Inorganic nonlinear crystals including ZnTe, GaP, and GaAs have optimal index matching between 800 nm and THz pulses. Phase matching can be satisfied in a simple collinear geometry, and the experimental implementation is hence straightforward. But these crystals have relatively small χ⁽²⁾ nonlinear coefficients and large-area crystals are typically required for strong THz pulse generation [16]. LiNbO₃ has a large χ⁽²⁾ nonlinear coefficient, but the large phase mismatch between 800 nm and THz pulses in LiNbO₃ leads to inefficient THz generation in collinear geometry. To circumvent the phase-matching problem and utilize the large χ⁽²⁾ coefficient in LiNbO₃, a non-collinear phase-matching scheme involving tilting of the 800-nm pulse intensity front to match the THz wavefront has been developed [20, 21, 42, 43], which enabled the rapid proliferation of tabletop nonlinear THz spectroscopy experiments [25].

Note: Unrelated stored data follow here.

Issue #62, opened 2026-06-14
Terminal: pasting an image (clipboard has no text) is silently dropped


kandratt:
## Description

Pasting an image into the **embedded terminal** silently does nothing when the clipboard holds only image data (no plain text). The native Claude Code CLI accepts image input, but the app's terminal paste handler reads only clipboard *text*, so a screenshot copied to the clipboard can never reach the running `claude` session (or any shell) through the terminal pane.

This affects every paste path into the terminal — `Ctrl+V`, `Ctrl+Shift+V`, the right-click "paste" action, and the context-menu Paste — because they all funnel through the same `_performPaste` method.

## Environment

- Version: 1.2.13
- OS: Windows 11
- Paste target: embedded terminal pane (e.g. running `claude`)

## Steps to reproduce

1. Copy an image to the clipboard so it carries **no** `CF_UNICODETEXT` text format — e.g. a screenshot tool that puts a `FileDrop`/`CF_HDROP` entry and/or a bitmap (ShareX, `Win+Shift+S`, "Copy image" from a browser, etc.).
2. Focus a terminal tab and press `Ctrl+V` (or right-click paste).

**Expected:** the image is pasted, or at least its file path is inserted, so the CLI/shell receives a usable reference.

**Actual:** nothing happens — the paste is silently dropped.

## Root cause

`src/renderer/ui/components/TerminalManager.js` → `_performPaste()` only ever reads `navigator.clipboard.readText()`:

```js
navigator.clipboard.readText()
  .then(sendPaste)                 // sendPaste() early-returns on empty text
  .catch(() => api.app.clipboardRead().then(sendPaste));
```

When the clipboard has no text, `readText()` resolves to `''`, `sendPaste` returns immediately, and the image data (`FileDrop` / `image/png` / bitmap) is never inspected. (The chat input, by contrast, already handles image paste via `e.clipboardData.items`.)

## Proposed fix

When no text is present, fall back to a new `clipboard-read-files` IPC that returns image file path(s) from the clipboard:

- Windows `CF_HDROP` / `FileNameW` file paths (e.g. a ShareX `FileDrop` screenshot).
- A raw bitmap with no path is persisted to a temp PNG and referenced by path.

The resolved path(s) are then pasted as quoted text, so the running CLI/shell gets a usable reference instead of nothing. Because every paste entry point already routes through `_performPaste`, this fixes `Ctrl+V`, right-click paste, and the context menu in one place.

[...]

PR #67, opened 2026-07-31
fix(terminal): send the CLI's platform image-paste key on macOS and Linux

jonnyyu:
## Summary

Pasting a clipboard image into the integrated terminal did nothing on macOS and Linux. Fixed by sending the image-paste key the Claude CLI actually binds on the host platform.

## Changes

- `_relayImagePaste` now branches on platform: `ESC v` (alt+v) on Windows, `0x16` (ctrl+v) everywhere else.

Confirmed against the keymap in the bundled CLI (v2.1.220):

```js
Zgo = Lt()                                   // "windows" | "wsl" | "macos" | "linux"
imy = Zgo === "windows" || Zgo === "wsl"
smy = imy ? "alt+v" : "ctrl+v"
[smy]: "chat:imagePaste",
...Zgo === "wsl" && { "ctrl+v": "chat:imagePaste" },
```

The old relay sent only `ESC v`, so it worked on Windows/WSL and was a silent no-op elsewhere. A Linux build under WSLg sends `0x16`, which WSL also binds, so both combinations stay correct.

## Scope change

The bottom-row clipping fix that was originally part of this PR has been **removed** — its implementation does not work (measurements in the thread below). #66 already carries a correct implementation of that fix.

## Testing

- [x] Windows 11 — verified the emitted bytes are `0x1b 0x76`, byte-for-byte identical to previous behaviour (no Windows regression)
- [x] `npm test` — 60 suites, 1887 tests passing
- [x] `npm run build:renderer` clean
- [ ] macOS / Linux image paste — needs a check on that hardware; derived from the CLI keymap above

### DIFF
--- a/src/main/ipc/terminal.ipc.js
+++ b/src/main/ipc/terminal.ipc.js
@@ -3,7 +3,10 @@
  * Handles terminal-related IPC communication
  */
 
-const { ipcMain } = require('electron');
+const { ipcMain, clipboard } = require('electron');
+const fs = require('fs');
+const os = require('os');
+const path = require('path');
 const terminalService = require('../services/TerminalService');
 const { sendFeaturePing } = require('../services/TelemetryService');
 
@@ -35,6 +38,27 @@ function registerTerminalHandlers() {
   // Kill terminal
   ipcMain.on('terminal-kill', (event, { id }) => {
     terminalService.kill(id);
+  });
+
+  // Save the current clipboard image to a temp PNG and return its path.
+  // The Claude CLI can't read a clipboard image from an embedded terminal
+  // (Cmd+V is intercepted before it reaches the CLI), so we hand it a file
+  // path to paste into the prompt instead. Returns null when there's no image.
+  ipcMain.handle('terminal-save-clipboard-image', () => {
+    try {
+      const image = clipboard.readImage();
+      if (!image || image.isEmpty()) return null;
+      const png = image.toPNG();
+      if (!png || png.length === 0) return null;
+      const dir = path.join(os.tmpdir(), 'claude-terminal-paste');
+      fs.mkdirSync(dir, { recursive: true });
+      const file = path.join(dir, `clip-${Date.now()}.png`);
+      fs.writeFileSync(file, png);
+      return file;
+    } catch (error) {
+      console.error('[Terminal IPC] Save clipboard image error:', error);
+      return null;
+    }
   });
 }
 
--- a/src/main/preload.js
+++ b/src/main/preload.js
@@ -213,6 +213,7 @@ contextBridge.exposeInMainWorld('electron_api', {
     input: (params) => ipcRenderer.send('terminal-input', params),
     resize: (params) => ipcRenderer.send('terminal-resize', params),
     kill: (params) => ipcRenderer.send('terminal-kill', params),
+    saveClipboardImage: () => ipcRenderer.invoke('terminal-save-clipboard-image'),
     onData: createListener('terminal-data'),
     onExit: createListener('terminal-exit')
   },
--- a/src/renderer/ui/components/TerminalManager.js
+++ b/src/renderer/ui/components/TerminalManager.js
@@ -761,14 +761,22 @@ class TerminalManager extends BaseComponent {
         .catch(() => tryImagePaste()));
   }
 
-  // No text in the clipboard usually means an image. We swallow Ctrl+V to run
-  // our text paste, so the running `claude` CLI never sees a paste key and
-  // can't grab the image itself. Relay the Alt+V / Option+V sequence (ESC v),
-  // which is the native binding Claude Code listens to for reading an image
-  // off the clipboard. Sent as raw bytes, so it behaves the same on every OS.
+  // No text in the clipboard usually means an image. The Claude CLI reads
+  // clipboard images itself on a native paste key, but we intercept the paste
+  // before it reaches the PTY and an embedded terminal can't replay that key.
+  // Instead, save the clipboard image to a temp PNG and paste its file path,
+  // which the CLI loads as an image when the prompt is submitted.
   _relayImagePaste(terminalId, inputChannel) {
     if (inputChannel !== 'terminal-input') return;
-    this._api.terminal.input({ id: terminalId, data: '\x1bv' });
+    this._api.terminal.saveClipboardImage()
+      .then((filePath) => {
+        if (!filePath) return;
+        const xterm = getTerminal(terminalId)?.terminal;
+        const payload = `${filePath} `;
+        if (xterm) xterm.paste(payload);
+        else this._api.terminal.input({ id: terminalId, data: payload });
+      })
+      .catch(() => {});
   }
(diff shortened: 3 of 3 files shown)


Sterll (commented):
Two independent fixes in here, and they need quite different answers. Splitting my feedback.

## 1. Row clipping (`fitWithTrim` / `scheduleRobustFit`)

The diagnosis is right and I want this. Two things before merge:

- The comment above `fitWithTrim` has two stacked paragraphs, and the first one describes `scheduleRobustFit`, then is repeated verbatim above that function 15 lines below. Copy paste leftover.
- On the tab switch path you swapped `fitAddon.fit()` for `fitWithTrim(...)` without a following `api.terminal.resize(...)`. That call was already missing before your change, but `fitWithTrim` actively shrinks rows where `fit()` often did not, so xterm and the PTY now desync more easily and the CLI redraws for the wrong height. Worth adding the resize there.

Also note #66 adds its own `fitWithTrim` and `scheduleRobustFit` with a different implementation (it computes rows from `dims.device.cell.height / dpr` instead of measuring `.xterm-screen`). The two will conflict. I would like to land this PR first, then have #66 rebase and drop its version.

## 2. Clipboard image paste

The macOS bug is real and you diagnosed it correctly, but I do not want to take this fix, because the premise is slightly off and the current code is not as broken as it looks.

I pulled the keybinding table out of the bundled CLI:

```js
mvh = platform === "windows" || platform === "wsl"
hvh = mvh ? "alt+v" : "ctrl+v"
...
[hvh]: "chat:imagePaste",
...platform === "wsl" && { "ctrl+v": "chat:imagePaste" },
```

So the CLI's image paste key is `alt+v` on Windows and WSL, and `ctrl+v` everywhere else. The existing `\x1bv` relay is exactly `alt+v`, so it works on Windows and WSL and does nothing on macOS and Linux. That matches what you saw, but it means the bug is a missing platform branch, not a broken approach.

The minimal fix keeps the current design and is about three lines:

```js
_relayImagePaste(terminalId, inputChannel) {
  if (inputChannel !== 'terminal-input') return;
  // The CLI binds image paste to alt+v on Windows/WSL and ctrl+v elsewhere.
  const seq = process.platform === 'win32' ? '\x1bv' : '\x16';
  this._api.terminal.input({ id: terminalId, data: seq });
}
```

I have not run that on a Mac, I derived it from the binding table, so it needs a check on your side. But it is worth trying before we move to temp files.

For context on why I am pushing back: the temp PNG plus file path approach is what #62 originally proposed, and I turned it down there in favour of the relay specifically to avoid temp files and extra IPC. Going back to it would need the relay to be genuinely unfixable, which the table above suggests it is not.

If the relay does turn out to be a dead end on macOS, the version here still needs work before I could take it:

- The temp PNGs are never cleaned up. Every paste leaves a file in `os.tmpdir()/claude-terminal-paste` forever.
- `${filePath} ` is not quoted, so any path containing a space breaks. The #62 proposal quoted them.
- Only raw bitmaps are handled. The original repro in #62 was a Windows `CF_HDROP` / `FileNameW` entry (ShareX, Win+Shift+S), where `clipboard.readImage()` is not the right reader.

## Housekeeping

All four testing checkboxes are unchecked. Given part 1 touches all five terminal creation paths and the tab switch, I would like at least one confirmed manual pass before merge.

Both commits carry `Co-Authored-By: Claude ...` trailers. I keep those out of this repo's history, so I will squash merge with a rewritten message. Nothing for you to do.

Happy to split part 1 out and merge it on its own if you would rather keep iterating on the paste side separately.

Sterll:
Picked this up since the thread went quiet. I took your suggested paste fix, and I instrumented the clipping fix in a running build — it does not work, so I have dropped it from this PR. Details below.

## 1. Clipboard image paste — taken, as you proposed

Confirmed your keymap read byte-for-byte in the bundled CLI (v2.1.220):

```js
Zgo = Lt()                                   // "windows" | "wsl" | "macos" | "linux"
imy = Zgo === "windows" || Zgo === "wsl"
smy = imy ? "alt+v" : "ctrl+v"
[smy]: "chat:imagePaste",
...Zgo === "wsl" && { "ctrl+v": "chat:imagePaste" },
```

So the platform branch is the right fix and the temp-PNG approach is gone, along with its IPC handler and preload entry. One refinement over your snippet: `process` is not available in the renderer under `contextIsolation`, so it reads `window.electron_nodeModules.process.platform` instead. Verified in a running build that the bridge resolves and that Windows still emits `0x1b 0x76` — unchanged.

WSLg edge case holds too: a Linux build there sends `0x16`, which WSL also binds.

## 2. Row clipping — dropped, the implementation is unsound

`fitWithTrim`'s loop re-reads `screen.offsetHeight` after each `terminal.resize()`, but **`terminal.resize()` does not update `.xterm-screen`'s height synchronously**. The exit condition therefore cannot change inside the loop.

Instrumented in a real build (window confirmed `visibilityState: "visible"`, rAF firing — occlusion throttling ruled out with `--disable-features=CalculateNativeWinOcclusion`). Each entry is one `fitWithTrim` call on a tab switch:

```
{ startRows: 56, endRows: 50, iters: 7, box: 892, screenAfter: 912 }
{ startRows: 56, endRows: 50, iters: 7, box: 892, screenAfter: 912 }
{ startRows: 56, endRows: 50, iters: 7, box: 892, screenAfter: 896 }
{ startRows: 56, endRows: 56, iters: 0, box: 892, screenAfter: 800 }
```

`screenAfter` never moves during the loop, so it burns the full 6-iteration guard every time and trims 56 → 50 rows. Net effect measured across tabs:

| implementation | clipped tabs | final overflow |
|---|---:|---:|
| this PR's loop | 1 of 5 | **-92 px** (≈5.75 dead rows), PTY told 50 rows instead of 55 |
| #66's arithmetic | 0 of 4 | -12 px (sub-cell remainder, correct) |

So it replaces a few clipped pixels with ~92px of dead space and a desynced PTY, and the 4th line shows it is non-deterministic — sometimes the stale read is under the box and it no-ops entirely, which is why it can look like it works.

I also tried salvaging it with a next-frame re-check; that just trims a second time (56 → 44).

#66's version is race-free because it is pure arithmetic on xterm's reported cell height rather than a DOM measurement:

```js
const rows = Math.max(2, Math.floor(avail / realCell));
if (rows < terminal.rows) terminal.resize(terminal.cols, rows);
```

I verified that one under the same conditions: 0/4 clipped, stable across tab switches, fresh creation, and container resizes.

**So the merge order wants inverting relative to your plan:** land this PR (paste only, no overlap now), and keep #66's `fitWithTrim` as-is rather than having it drop its version. Nothing conflicts anymore.

Two things I did not carry over, for the record: the tab-switch path needed `api.terminal.resize(...)` and `scheduleRobustFit` was being passed the tab id instead of `ptyId` on the chat→terminal switch. Both are moot here but would apply to #66 if it has the same shape.

Rebased onto current main, squashed to one commit authored by @jonnyyu, `Co-Authored-By` trailers dropped. 60 suites / 1887 tests green.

The geometry for the tilted-pulse-front method is shown schematically in Fig. 1a. The broadband fs pump pulses from the Ti:sapphire laser with a flat intensity front are incident onto a grating. The first-order diffraction, which has a tilted intensity front, is collected and imaged into a specially cut LiNbO₃ crystal. The demagnification of the imaging lens adjusts the tilt angle of the intensity front for optimal phase matching. Once achieved, the wave front of the generated THz pulses is parallel to the intensity front of the pump pulses. They travel at the same velocity along the direction normal to the pump intensity front, and the THz field amplitude becomes coherently enhanced. As a result of this non-collinear phase matching, strong THz pulses with μJ energies can be achieved at the output facet of the LiNbO₃ crystal. Typical pump-to-THz energy conversion efficiency in LiNbO₃ using the tilted-pulse-front method is on the order of 0.1% at room temperature. The generated THz pulses are collimated and focused to a submillimeter spot that can result in single-cycle THz electric fields of 1 MV/cm strength and bandwidth ranging from 0.1 to 3 THz [21]. The focused THz fields are used to excite and interrogate the sample.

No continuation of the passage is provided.